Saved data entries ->
◆ ◆ ◆ ◆ ◆

PR #2132, opened 2016-11-08
Avoid copying in VRT_String if we can

nigoroll:
If we neither need to prepend a header, nor need to concatinate and
the (single non-NULL non-empty) string is already on the correct
workspace, just return it rather than copying.

For the empty string, a const "" not from the workspace is returned.

### DIFF
--- a/bin/varnishd/cache/cache_vrt.c
+++ b/bin/varnishd/cache/cache_vrt.c
@@ -252,7 +252,30 @@ const char *
 VRT_String(struct ws *ws, const char *h, const char *p, va_list ap)
 {
 	char *b, *e;
+	const char *q;
 	unsigned u, x;
+	va_list aq;
+
+	while (p == NULL ||
+	       (p != vrt_magic_string_end && *p == '\0'))
+		p = va_arg(ap, const char *);
+
+	if (h == NULL) {
+		q = p;
+
+		if (q == vrt_magic_string_end)
+			p = "";
+		else if (WS_Inside(ws, q, NULL)) {
+			va_copy(aq, ap);
+			do
+				q = va_arg(aq, const char *);
+			while (q == NULL ||
+			       (q != vrt_magic_string_end && *q == '\0'));
+			va_end(aq);
+		}
+		if (q == vrt_magic_string_end)
+			return (p);
+	}
 
 	u = WS_Reserve(ws, 0);
 	e = b = ws->f;
--- a/bin/varnishtest/tests/v00053.vtc
+++ b/bin/varnishtest/tests/v00053.vtc
@@ -1,0 +1,97 @@
+varnishtest "test that strings are only copied when necessary"
+
+server s1 {
+	rxreq
+	txresp -hdr "Connection: close" -body "012345\n"
+} -start
+
+varnish v1 -vcl+backend {
+	import std;
+	import debug;
+
+	sub vcl_recv {
+	    # we try to make this work for 32 and 64 bit by having
+	    # all strings round up to a multiple of 8
+	    # 6 bytes: stringifying the 5-digit free integer
+	    # 14 bytes: wssnap: 12345 + null
+	    # we exploit the implementation detail that std.log does
+	    # not keep a reference to the passed string
+	    set req.http.wssnap = debug.workspace_free(client) - 24;
+	    debug.workspace_snap(client);
+	    std.log(std.integer(req.http.wssnap, 0) - debug.workspace_free(client));
+	    debug.workspace_reset(client);
+
+	    set req.url = req.url;
+	    debug.workspace_snap(client);
+	    std.log(std.integer(req.http.wssnap, 0) - debug.workspace_free(client));
+	    debug.workspace_reset(client);
+
+	    set req.url = "" + "" + req.url;
+	    debug.workspace_snap(client);
+	    std.log(std.integer(req.http.wssnap, 0) - debug.workspace_free(client));
+	    debug.workspace_reset(client);
+
+	    set req.url = "" + "" + req.url + "" + "";
+	    debug.workspace_snap(client);
+	    std.log(std.integer(req.http.wssnap, 0) - debug.workspace_free(client));
+	    debug.workspace_reset(client);
+
+	    set req.url = "/" + "new" + "/st";
+	    debug.workspace_snap(client);
+	    std.log(std.integer(req.http.wssnap, 0) - debug.workspace_free(client));
+	    debug.workspace_reset(client);
+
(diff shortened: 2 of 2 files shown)


fgsch:
This is less useful than one might think it is. Headers will not use it.

So short of .url and perhaps .method and CollectString(), .proto and .reason won't see any difference. Neither storage_hint.

Giving the rather small benefits I have my reservations.

nigoroll:
@fgsch Yes, we can't do anything about headers.
Besides the cases you have already mentioned, vmods have the most potential, I think.
For anything nesting `STRING_LIST` arguments this has the potential to make a significant difference.

fgsch:
> For anything nesting STRING_LIST arguments this may make a significant difference.
View changes

Care to elaborate? Do you have any RL example?

nigoroll:
@fgsch sure:

The motivation to look into this was a vmod we are working on which _may_ rewrite the url. This will look something like this
```
sub vcl_init {
    new validator = validator_vmod.init();
}
sub vcl_recv {
   if (validator.ok(...)) {
        set req.url = validator.url();
   }
}
```
To save workspace with the existing VRT code, we considered the alternative to have `validator.ok` implicitly update `req.url`, but that's un-POLA. With the suggested change, we could have the above nicer interface at no (workspace) cost.

Most vmods use `STRING` arguments, and if the actual argument is `STRING_LIST`, vcc will generate a `VRT_CollectString()` call which calls `VRT_String()` with argument `h = NULL`. So for any `vmod.stringfunc(something + another.func(...))`, the suggested change will save workspace if either `STRING_LIST` component is `NULL` or `""`.

For some cases, VCC still needs STRING hints in the form of `"" + something`. For example (`some_re` being a vmod_re object):
`if (some_re.backref(1, "") != client.ip)`
does not work, one workaround is
`if (some_re.backref(1, "") != "" + client.ip)`
I hope that we will solve this in the VCC type system eventually, but for now it is another case of unnecessary copying.

I am aware of my workspace saving fetish and the usefulness of optimizations can always be easily questioned. But I think that its efficiency is one of the unique features of Varnish and my understanding is that we can only keep up efficiency by continuing to care about the details.

slimhazard:
This is a "side" comment that doesn't speak to the main issue -- I've rolled my own `WS_Contains` for a number of VMODs and would love to see it get into cache_ws.c. But then could we please have:
```
/* Assert that a region of memory lies within a workspace */
static inline void
WS_Contains(struct ws * const restrict ws, const void * const restrict ptr,
            const size_t len)
{
        assert((char *)ptr >= ws->s && (char *)(ptr + len) <= ws->e);
}
```
Then if you just want to check that a pointer lies within the workspace:
```
WS_Contains(ws, ptr, 0);
```

fgsch:
Here's an improved patch rebased against master:

```
diff --git a/bin/varnishd/cache/cache_vrt.c b/bin/varnishd/cache/cache_vrt.c
index c69914c4b..debf66442 100644
--- a/bin/varnishd/cache/cache_vrt.c
+++ b/bin/varnishd/cache/cache_vrt.c
@@ -185,14 +185,33 @@ VRT_StringList(char *d, unsigned dl, const char *p, va_list ap)
 }

 /*--------------------------------------------------------------------
- * Copy and merge a STRING_LIST into a workspace.
+ * Copy and merge a STRING_LIST into a workspace if needed.
  */

 const char *
 VRT_String(struct ws *ws, const char *h, const char *p, va_list ap)
 {
        char *b, *e;
+       const char *q;
        unsigned u, x;
+       va_list aq;
+
+       if (h == NULL) {
+               while (p == NULL || *p == '\0')
+                       p = va_arg(ap, const char *);
+               q = p;
+               if (q == vrt_magic_string_end)
+                       p = "";
+               else if (WS_Inside(ws, q, q + strlen(q))) {
+                       va_copy(aq, ap);
+                       do {
+                               q = va_arg(aq, const char *);
+                       } while (q == NULL || *q == '\0');
+                       va_end(aq);
+               }
+               if (q == vrt_magic_string_end)
+                       return (p);
+       }

        u = WS_Reserve(ws, 0);
        e = b = ws->f;
```

I've been pondering about this and I think we should at the very least skip any trailing NULs and empty strings. Marking it for next bugwash.

nigoroll:
@fgsch thank you for your feedback and suggestion. I have force-pushed an update.
* yes, now that we got `WS_Inside`, we should use it
* good suggestion to save one variable
* I prefer reducing the scope of local variables, but ok

on bits from my original PR which I've kept:
* skipping over initial arguments is not important for the `h != NULL` case, but I think it helps clarity
* We need to check for vrt_magic_string_end because it does not get init'ed and thus `*vrt_magic_string_end == '\0'` may hold true.

fgsch:
> skipping over initial arguments is not important for the h != NULL case, but I think it helps clarity

I disagree. VRT_StringList handles the leading empty strings so making it specific for h == NULL makes the code clearer.

> We need to check for vrt_magic_string_end because it does not get init'ed and thus *vrt_magic_string_end == '\0' may hold true.

If that's the case I'd prefer to follow existing code, e.g:

```
diff --git a/bin/varnishd/cache/cache_vrt.c b/bin/varnishd/cache/cache_vrt.c
index c69914c4b..1f8bcb028 100644
--- a/bin/varnishd/cache/cache_vrt.c
+++ b/bin/varnishd/cache/cache_vrt.c
@@ -192,7 +192,28 @@ const char *
 VRT_String(struct ws *ws, const char *h, const char *p, va_list ap)
 {
        char *b, *e;
+       const char *q;
        unsigned u, x;
+       va_list aq;
+
+       if (h == NULL) {
+               while (p != vrt_magic_string_end &&
+                   (p == NULL || *p == '\0'))
+                       p = va_arg(ap, const char *);
+               q = p;
+               if (q == vrt_magic_string_end)
+                       p = "";
+               else if (WS_Inside(ws, q, q + strlen(q))) {
+                       va_copy(aq, ap);
+                       do {
+                               q = va_arg(aq, const char *);
+                       } while (q != vrt_magic_string_end &&
+                           (q == NULL || *q == '\0'));
+                       va_end(aq);
+               }
+               if (q == vrt_magic_string_end)
+                       return (p);
+       }

        u = WS_Reserve(ws, 0);
        e = b = ws->f;
```

fgsch:
Upon further inspection this optimisation relies on UB.

nigoroll:
* Moved the UB discussion to #2415
* `WS_Inside(ws, q, NULL)` should also suffice

nigoroll:
force-pushed an update

nigoroll:
force-pushed rebase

◆ ◆ ◆ ◆ ◆

Look for the word "merge" in the data, then return every line that contains it.

- * Copy and merge a STRING_LIST into a workspace.
+ * Copy and merge a STRING_LIST into a workspace if needed.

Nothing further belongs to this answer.